Sent from my SM-G900V using Tapatalk


----------



## 3StoogesFishing (May 4, 2010)

Keep the good updates comming Sunbeam we are happy to hear it.


----------



## Sunbeam (Feb 24, 2009)

It looks like the inflow from "Bill" has leveled out. The Rosser gauge is flattening out just above 25,000 cfs. That in where it was back about June 8th. So TRA has lost ground on draining the upper river through the dam. They will need at least another 10 days to two weeks to get back where they were before Bill.
Right now they are holding the flow at 68,200 cfs trying not to cause any more flooding on the lower river than is necessary.

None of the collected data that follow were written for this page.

PR #579, opened 2026-09-02
fix: audit rounds 7-11

prisis:
Five rounds of bug-hunting and their fixes, merged into one change. **58 commits, 47 packages, 747 files.**

The chain that produced this had stopped being a chain — repeated squash-merges left no branch an ancestor of the next, so three of five reported conflicts against their own bases. The branches were re-merged oldest to newest so later work wins where the same file evolved twice, and 37 conflicts were resolved by hand. After regenerating the API snapshots the tree was byte-identical to the most complete chain branch, which is the check that the union is complete rather than merely conflict-free.

## What is in it

**Rounds 7-8** — payment refund accounting, adapter pagination, the bigint backfill and staged search indexes, x402 subscription refusal, client read-cache reuse, one bad subscription no longer taking the socket or shard with it, storage prefix matching on a segment boundary, rotated admin tokens no longer poisoning the queue, scaffolds no longer shipping a 403 home page.

**Rounds 9-10** — transactional composed mutations, identity claims actually forwarded by `getIdentity`, inbound mail dispatched as a trusted system call, backup snapshots written in the shape restore imports, search retrieval answering from the right vectors and columns, OTLP log redaction and batch caps, the Node platform host, the client replay path, and the eight non-JS SDKs.

**Round 11** — a branch audit of all of the above. Three were defects the stack had introduced itself: a conformance case that **deadlocked the real Cloudflare host** (gated timer continuations deliver in scheduling order, so a timer armed outside `blockConcurrencyWhile` before one armed inside it blocks the continuation the gate is waiting for); the **subscription cap cut to a quarter of what a socket holds**, derived against a 2,048-byte attachment budget when the measured workerd ceiling is 16,384; and **admin bulk operations metering per row**, so the ceiling reset every row and bounded nothing.

**Review rounds** — 110 CodeRabbit comments from the merged group PRs were triaged (79 had been overtaken by later rounds, 31 were still valid), then two review passes over those fixes found 13 more, then CodeRabbit reviewed the fixes and found 9 more. The most serious were introduced by the fix work itself:

- **A fail-open mail gate.** Keeping later authentication clauses removed the containment that first-match semantics gave against a quote-blind clause splitter — forged mail could reach the root shard's admin RPC with RLS disabled.
- **A truthy-verdict class across nine security gates**, found by grepping the shape rather than fixing the one reported: `adminGate` unlocked every admin route, the CORS predicate's `indexOf` returning `-1` allowed every origin, x402 auto-approved payments, a replayed turnstile token passed.
- **A unique-index guard applied to one twin only** — and the missing one is the default backend, where the failure is a shard that never opens again.
- **An appended event applied past an incomplete catch-up**, which advanced every materializer beyond the gap; since the watermark is a `min` over them, the skipped entries were never fetched again and the loss survived restart.

## Breaking changes

A squash collapses the individual declarations, so the full set is recorded here.

- **`client`** — `UsePaginatedQueryResult`, `UseInfiniteQueryResult`, `UseAgentResult`, `UseAgentChatResult` and `UsePresenceResult` gain `error`; `usePreloadedQuery` / `hydratePreloaded` take a second options argument. The registry's `pollIntervalMs` attach option is removed and `attach` now throws instead of degrading to polling.
- **`core`** — `PersistenceAdapter` requires a `replace(mutation)` method, and `PersistenceOperation` gains `"replace"`. A custom adapter must implement it atomically; the three built-in factories already do.
- **`do`** — `ShardDO.executeStream` takes the socket identity as a third parameter, `ShardDO.transactionHeadroom()` no longer returns `undefined`, and `MAX_SUBSCRIPTIONS_PER_SOCKET` is 8 and bounds subscriptions and shapes together.
- **`mail`** — `@lunora/mail/inbound` exports `authenticatesFrom`, and the playground's inbound gate moves from "DMARC or (SPF and DKIM) passed" to "some clause passed AND aligned with the `From` domain". An `authorize` / `adminGate` / `isAdmin` / `validate` / `onPaymentRequired` callback returning a truthy non-boolean now denies instead of allowing.
- **`observability`** — `ws-gate-open` is `warning`, not `error`, on a production worker; nothing in the audit emits `error` any more.
- **`payment`** — `PaymentAdapter.refundPayment` returns `RefundResult`; `WebhookAction` gains `refundId`.
- **`payment`** — `RefundResult` gains an optional `pending` flag; an adapter whose refunds settle asynchronously must set it or its refunds are recorded before the money moves.
- **`repo`** — `ConformanceHost` gains an optional `isolatesByDispatch`; a host that gates concurrent dispatches must set it or the isolation leg will deadlock against it. BREAKING CHANGE: `TOO_MANY_SUBSCRIPTIONS` and `SUBSCRIPTION_PERSIST_FAILED` message text changed, and the per-socket subscription cap moved from 8 to 32.
- **`repo`** — `InboundAuthentication` (`@lunora/mail/inbound`) replaces its six scalar fields (`dkim`/`dkimDomain`/`spf`/`spfDomain`/`dmarc`/`dmarcDomain`) with three lists of the new `InboundAuthResult` (`{ domain, result }`). RFC 8601 lets one `Authentication-Results` header report a method more than once and real mail does — an ESP-relayed message is DKIM-signed by both the relay and the author domain — and keeping only the first clause threw away the aligned pass whenever the MX listed the other one ahead of it. `@lunora/agent`'s inbound gate then bounced a message the receiving MX had fully authenticated. Consumers ask "does any reported clause pass and align?" instead of reading a single verdict; an empty list is "not reported".
- **`repo`** — `lunora view --remote` is removed. A deployed worker serves no studio, so the flag had no reachable target. The post-deploy summary's `studio: lunora view --remote` line is dropped for the same reason.
- **`repo`** — `serveJsonHandler`'s fifth parameter is a context object, not a `schemaDirectory` string; `scaffoldPolicyFile` / `wireRlsIntoProcedure` take the server module specifier; `resolveAdminToken` no longer reads `process.env`.
- **`repo`** — `serveStorageObject`'s fourth parameter is the `authorize` callback itself, not a one-field options object; `ServeStorageObjectOptions` is replaced by `StorageServeAuthorizer`. `@lunora/vite` no longer exports `DEV_WORKER_ENV_VALUE` / `DEV_WORKER_ENV_VAR`. `listLunoraSourceFiles` takes only a directory. The schedule-delay guard throws `INVALID_INPUT` where it threw `INTERNAL` or `BAD_REQUEST`.
- **`repo`** — `withDevWorkerEnv`, `createCommandProbe` and their exports are removed; `studioPlugin` takes the resolved plugin options.
- **`repo`** — a global table's physical column budget drops by one — the ceiling is now 97 declared fields on D1 rather than 98, reported by the same VALIDATION_ERROR.
- **`repo`** — a queued write that meets an envelope-less 4xx now rejects instead of being retried forever, and such a response rejects with the code its status maps to (FORBIDDEN, NOT_FOUND, PAYLOAD_TOO_LARGE, BAD_REQUEST) rather than INTERNAL.
- **`repo`** — the `lunora.prefix` module option is removed.
- **`repo`** — the coded error type gains a `transient` flag and `FlushReport` a `retry_after_ms` field; the durable record's `args` key now holds the wire form, so a store written by an earlier build hydrates as undecodable and is purged.
- **`repo`** — the third gate of `toolDefinitions`/`callTool` is `allowObservability`, not the presence of an admin token. A server that relied on the token alone must now pass `allowObservability: true` or set LUNORA_MCP_ALLOW_OBSERVABILITY.
- **`server`** — `runAt` rejects a non-finite instant with `INVALID_INPUT` (400); `assertScheduleDelay` takes a third `argument` parameter; `createCaller` refuses a mutation composed from a query context, as `ctx.runMutation` already did.
- **`server`** — `serveStorageObject(ctx, key, request)` now requires a fourth `{ authorize }` argument. `Storage` gains a readonly `bucketName`.
- **`testing`** — `AdvisorInput.tableSamples` and `constraintValidator` are removed; `ShardError` gains `code`; `serveStateless` takes `ServeStatelessOptions`.
- **`testing`** — `DeployCommandOptions` gains `emitBindings`.
- **`testing`** — `EventLogDOClient.getSince` returns a page; `getRange` is removed; paginated result types gain `error`.
- **`testing`** — `ShardDO.subscribe` can return `"paid"`; the emitted shard subclass overrides `isPaidFunction`.
- **`testing`** — `ValidatorIR.hasRefinement` is replaced by `refinements`/`refinementArgs`.
- **`testing`** — the recorded search-index profile now carries the field as well as the analyzer, so every deployed search index rebuilds once on the first migration after this ships, on both planes. The rebuild is in place and coverage stays latched, so it costs one backfill walk per index, not an outage. `BIGINT_KEY_NEGATIVE`/`BIGINT_KEY_NON_NEGATIVE` are no longer exported; `decodeBigintSqlKey` is.
- **`workflow`** — `@lunora/studio`'s `collectSkippedFkColumns` is now `collectUnresolvableFkColumns`, and `composeCreateIndex` is `composeIndexDeclaration(indexName, fields)` in `compose-index-declaration.ts`. The studio's statement splitter moved to `shared/sql-split-statements.ts`.
- **`workflow`** — `@lunora/workflow` exports `isDuplicateInstanceError`; `@lunora/agent` no longer re-exports it from `./channels`.
- **`workflow`** — `DoAuthWiring.resolveIdentity` resolves to a wider claim object.
- **`workflow`** — `PaymentStore.markEventProcessed` takes a third argument, the event type recorded on the claim row. A custom store implementation must accept it; the shipped database and in-memory stores are updated.
- **`workflow`** — `agent.asTool`'s default `maxPolls` is 600, not 120.
- **`workflow`** — a mutation composed from an action now commits or rolls back as one unit instead of autocommitting each write, and the jobs it schedules are enqueued only after that commit.
- **`workflow`** — snapshots written by the `backup` registry item change format. An existing `__table`-framed snapshot has to be converted before it can be restored.

## Verification

Run on the merged tree, not per branch: `build:packages`, `api:check` against all 54 snapshots, `lint:generated`, `lint:types` (122 projects), the full test sweep (65 projects / 175 tasks), `test:coverage` (56 projects / 152 tasks, zero threshold failures), prettier, eslint, `lint:package-json`, the secret scanner, the `LUNORA_WORKERD_TESTS=1` workerd suite, and a production build with `dist:check` over 1,378 shipped files.

## Two things to know before merging

**A search availability regression, kept deliberately.** On a deployment whose rows predate search-profile tracking, coverage is reset on the first backfill page, so every search on that index returns `SEARCH_INDEX_BUILDING` until the re-walk completes, where before it kept serving. Confirmed end to end with 1,200 rows. The trade is narrow but sound: serving rows analysed over an unknown column is silently wrong, while the refusal is a 503 whose message names `backfillSearch`, which closes it in one call. **This belongs in the upgrade notes.**

**CodSpeed reports one regressed benchmark.** The analyzer's accented-latin path goes 4.1µs to 4.5µs wall-clock, the measured price of two correctness fixes: the Cyrillic diacritic carve-out (`й` and `ё` decompose to separate letters and were being merged into the same index term) and the CJK presence test. Two ways to recover it were tried and both measured slower. The same run shows a +16.41% improvement on the d1 write-cost benchmark.

---


prisis:
@coderabbitai review

prisis:
@coderabbitai full review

That means the lake is acting like a surge drum.
The lake is absorbing the excess over 68,200 and then slowly dropping as the inflow decreases below the set level.
But the inflow is still very muddy so it will be some time before the main lake body clears to the normal visibility. 
Barring any more heavy rains on the water shed the lake should be looking like LMB fishing water by mid August.
The white bass are hitting on most of the normal haunts and the action should continue even with the new upper river water coming in at Riverside.
The 64 dollar question is ........where are the striped bass? That is an unknown for sure. Are they hustling shad in the dark water? Are they slowly starving to death unable to match the incoming calories to what they are burning in the warming water?
The sexually mature 3 1/2 year old fish normally go down stream in the fall. But with this heavy discharge event, that has been above 40,000 cfs since May 8th, it is a fair question to ask what they might be doing. 
Surely some fish of all species get swept throught the dam daily but do the stripers volentary go at this time of the year due to extreme flow is beyond me. 
I suppose if when the water clears and the fall striper fishing returns with only those hammer handle 16 to 20 fish making up most of the catch we will know for sure.
My most concern is what effect this silty water has on the young shad fry. They are very susceptible to gill suffocation in dirty water. The lose of a years shad crop can do more harm that most any other natural event I can think of for sure.


----------



## Flyingvranch (Mar 10, 2014)

Good intelligent thoughts Sunbeam. Thanks for your posts!
Bud


----------



## Wett'n my Hooks (Mar 26, 2011)

Coming home last night thru Dallas, The Trinity was out of her banks at 2 am this morning.


----------



## shadslinger (Aug 21, 2005)

Dang


----------